According to Vicinus, the projections of class sizes for grades 4 and 5 don’t vary much since the size of the cohorts in the younger grades are known, and there is also not much movement in the real estate market in town.

The Board of Education will meet at 7 p.m. on Thursday, April 4 to adopt its budget.

There is some good news regarding health insurance premiums, with the renewal coming in lower than projected, Hewitt said. That should allow a roughly $250,000 reduction in the budget, which Vicinus said will be incorporated on April 4 as an amendment to the West Hartford Public Schools budget.

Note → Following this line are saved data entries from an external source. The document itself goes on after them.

PR #1426, opened 2017-11-09
@eessex => Refactor Gucci Admin metadata and add description

kanaabe:
DRYs up a bit of the metadata work and adds in a general `description` field.


eessex:
Excellent, much cleaner!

The detailed budget is available on the West Hartford Public Schools website. Suggestions can be sent to [email protected].

The Board of Education budget is part of the town’s overall general fund budget, and while the Council can change the overall amount allocated to the district, it cannot adjust specific items of the education budget.

Just one person spoke at a Town Council public hearing on the budget held Tuesday evening. One more hearing will be held, at 2 p.m. on Wednesday, April 3. The Town Council is set to adopt the budget on Wednesday, April 24, at 7:30 p.m.